Çiftçi Kayıt Sistemine kayıtlı tüm üretim alanları devlet tarafından sigortalanmalıdır. Çiftçimiz altında ezildiği borç yükünden derhal kurtarılmalıdır. Bankalarda ve tarım kredi kooperatifindeki kredilerinin faizi silinmeli, kalan para uzun vadelere yayılarak yapılandırılmalıdır. Ziraat Bankası yeniden çiftçinin bankası olmalıdır.
Tüm tarım araç ve gereçleri alım satım işleri 5 yıl süreyle KDV ve diğer vergilerden muaf tutulmalıdır.
Bu hükümet bunları yapabilir mi? Hiç sanmıyoruz.
ÇAKMA OLİGARKLAR İÇİN DEĞİL, MİLELTİMİZ İÇİN ÇALIŞACAĞIZ
İşte biz, bu ülkenin aydınlık geleceğine inanan, “Bu toprakların insanları, birbirine sıkı sıkıya sarıldığında, aşılamayacak hiçbir sorun yoktur” diyen, bir avuç yandaş ve beşli çete, çakma oligarklar için değil, ülkesi ve milleti için çalışmaya kararlı 6 parti, göreve hazırız. Sandıkta milletimiz kendisini hakir görenlere, gözünün içine baka baka dalga geçenlere dersini verecek.
SANDIĞI İSTİYORUZ, SANDIĞI BEKLİYORUZ
Demiştik ya, “Ağacın kurdu içinde olur.” İşte ülkemizin içini kemiren o kurdu. Yüzyıllık çınarımızın, ülkemizin gövdesinden vatandaşlarımızla birlikte söküp çıkartacağız. Bundan sonra, pahalılığı bitirmek için, gıda güvenliğini sağlamak için, hiçbir çocuğun yatağa aç girmemesi, hiçbir çocuğun kaliteli eğitim hakkından mahrum kalmaması için, herkesin temiz havaya, temiz suya ulaşabilmesi için, herkesin huzur ve güven içinde yaşayabilmesi için, tüm gücümüzle çalışmaya hazırız. Biz hazırız, milletimiz hazır. Sandığı istiyoruz. Sandığı bekliyoruz.

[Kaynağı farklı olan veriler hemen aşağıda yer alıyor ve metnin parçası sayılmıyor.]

PR #2858, opened 2017-03-01
Allow e-mails to reviewers/judges from CFP page

mvidalgarcia:
image


indico/htdocs/sass/modules/_event_management.scss
```diff
@@ -539,7 +539,9 @@ th.i-table {
     .roles-column {
         width: 5em;
 
-        .submitter-icon {
+        .submitter-icon,
+        .judge-icon,
+        .content-reviewer-icon {
```
ThiefMaster: Can't we just use `.icon` for all of them?

indico/modules/events/abstracts/templates/management/abstract_person_list.html
```diff
@@ -0,0 +1,22 @@
...
+        {% set submitter_title = _("This person submitted an abstract") %}
+    {%- else -%}
+        {% set submitter_title = _("This person hasn't submitted any abstracts") %}
+    {% endif -%}
+    <i class="icon-user-check submitter-icon {{ 'inactive' if not is_submitter }}"
+       title="{{ submitter_title }}"></i>
+{% endblock %}
+
+{% block no_persons_message %}
+    <td colspan="6">{% trans %}No persons in the selected abstracts yet{% endtrans %}</td>
```
ThiefMaster: I think this case is technically impossible since there's always a submitter, so you could just leave it empty (maybe with a comment mentioning that this is never empty).

indico/modules/events/contributions/controllers/management.py
```diff
@@ -289,6 +289,10 @@ def _membership_filter(self):
         contribution_ids = {contrib.id for contrib in self.contribs}
         return Contribution.id.in_(contribution_ids)
 
+    def _process(self):
+        self.template = 'events/contributions/management/contribution_person_list.html'
```
ThiefMaster: why set it on the instance and not just as a class attribute? Then you don't even need to override `_process`

indico/modules/events/contributions/templates/management/contribution_person_list.html
```diff
@@ -0,0 +1,5 @@
+{% extends 'events/management/_event_person.html' %}
+
+{% block no_persons_message %}
+    <td colspan="6">{% trans %}No persons in the selected contributions yet{% endtrans %}</td>
```
ThiefMaster: "There are no persons associated with the selected contributions." sounds better IMO

indico/modules/events/management/templates/_base_person.html
```diff
@@ -0,0 +1,50 @@
...
+                    {% block table_head %}{% endblock %}
+                </tr>
+            </thead>
+            <tbody class="scroll">
+                {% block table_body %}{% endblock %}
+            </tbody>
+        </table>
+    </div>
+    <div class="form-group-mail">
+        <a href="#" class="i-button icon-mail right highlight disabled js-requires-selected-row send-mails-btn"
```
ThiefMaster: `send-mails-btn` seems unused

indico/modules/events/management/templates/_base_person.html
```diff
@@ -0,0 +1,50 @@
...
+           data-href="{{ url_for('persons.email_event_persons', event) }}"
```
ThiefMaster: I think this need to go into a block (can leave the URL as the default) - as soon as you want to allow judge-level emails you need to use a custom RH with extra access checks so they can't email random users/persons.

indico/modules/events/management/templates/_base_person.html
```diff
@@ -0,0 +1,50 @@
...
+           data-params-selector="#person-list-table input[name=person_id]:checkbox:checked:visible, #person-list-table input[name=user_id]:checkbox:checked:visible"
+           data-ajax-dialog>
+            {%- trans %}Send emails{% endtrans -%}
+        </a>
+    </div>
+</div>
+<script>
+    setupEventPersonsList();
+</script>
+
```
ThiefMaster: that line shouldn't be there ;)

indico/modules/events/papers/controllers/management.py
```diff
@@ -123,6 +125,23 @@ def _process(self):
                                               form=form)
 
 
+class RHManageContact(RHManagePapersBase):
+    """Allow to send emails to members of reviewing team"""
```
ThiefMaster: empty line after a class-level docstring

indico/modules/events/papers/controllers/management.py
```diff
@@ -123,6 +125,23 @@ def _process(self):
...
+    def _process(self):
+        cfp = self.event_new.cfp
+        paper_persons_dict = defaultdict(lambda: {'judge': False, 'content_reviewer': False, 'layout_reviewer': False})
+        for judge in cfp.judges:
```
ThiefMaster: I'd use `user` for all these loop variables

indico/modules/events/papers/templates/management/paper_person_list.html
```diff
@@ -0,0 +1,65 @@
...
+                        {% set layout_reviewer_title = _('This person is not a layout reviewer') %}
+                    {% endif -%}
+                    <i class="icon-layout layout-reviewer-icon {{ 'inactive' if not is_layout_reviewer }}"
+                       title="{{ layout_reviewer_title }}"></i>
+                {% endif %}
+            </td>
+        </tr>
+    {%- else -%}
+        <tr class="i-table">
+            <td colspan="6">{% trans %}No reviewing team assigned to the selected papers yet{% endtrans %}</td>
```
ThiefMaster: this is not about selected papers

indico/modules/events/sessions/templates/management/session_person_list.html
```diff
@@ -0,0 +1,5 @@
+{% extends 'events/management/_event_person.html' %}
+
+{% block no_persons_message %}
+    <td colspan="6">{% trans %}No persons in the selected sessions yet{% endtrans %}</td>
```
ThiefMaster: same suggestion as for contributions

indico/modules/events/papers/controllers/management.py
mvidalgarcia: Do you know how to reduce the three loops to one? I'm quite sure that this could be done in less lines of code but don't know how.

ThiefMaster: iterate over `self.event_new.acl_entries` and then check the roles like the methods in the CFP class do

ThiefMaster: you also don't need a defaultdict now since you can assign the whole dict for a user at once

indico/htdocs/sass/modules/_event_management.scss
mvidalgarcia: Yes, better :+1:

indico/modules/events/papers/controllers/management.py
```diff
@@ -123,6 +125,23 @@ def _process(self):
                                               form=form)
 
 
+class RHManageContact(RHManagePapersBase):
+    """Allow to send emails to members of reviewing team"""
+
+    def _process(self):
+        paper_persons_dict = {}
+        for p in self.event.acl_entries:
+            paper_persons_dict[p]['judge'] = p.has_management_role('paper_judge', explicit=True)
```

Benim söyleyeceklerim bu kadar. Dinlediğiniz için teşekkür ederim. Şimdi sorularınız varsa alıyım.
Soru- CHP Grup Başkanvekili Özgür Özel’in 6 muhalefet partisine ihtiyacımız yok, tek başımıza da çalışmalarımızı yürütüyoruz açıklaması yuvarlak masada çatlak mı var sorusunu akıllara getirdi. Sizin bir değerlendirmeniz olur mu?
Faik ÖZTRAK- Kimse boşuna heveslenmesin yuvarlak masada çatlak falan olmaz. Şimdi hem soruyu çarpıtarak, hem de Sayın Özel’in cevabının tamamını okumadan böyle bir soru soruluyor. Soruyu tastamam okursanız, cevabı da tastamam okursanız o zaman ne demek istediğimizi, nereye doğru gitmekte olduğumuzu anlarsınız.
Soru- CHP Genel Başkanı Sayın Kılıçdaroğlu’nun Diyarbakır programı netleşti mi? Diyarbakır annelerini ziyaret planlanıyor mu?
Faik ÖZTRAK- Evet Genel Başkanımızın Diyarbakır programı artık netleşiyor. Önümüzdeki günlerde gerçekleştirilecek. Genel Başkanımız nasıl tüm Türkiye’yi kucaklıyorsa Diyarbakır’ı ve Diyarbakırlıları da kucaklayacak.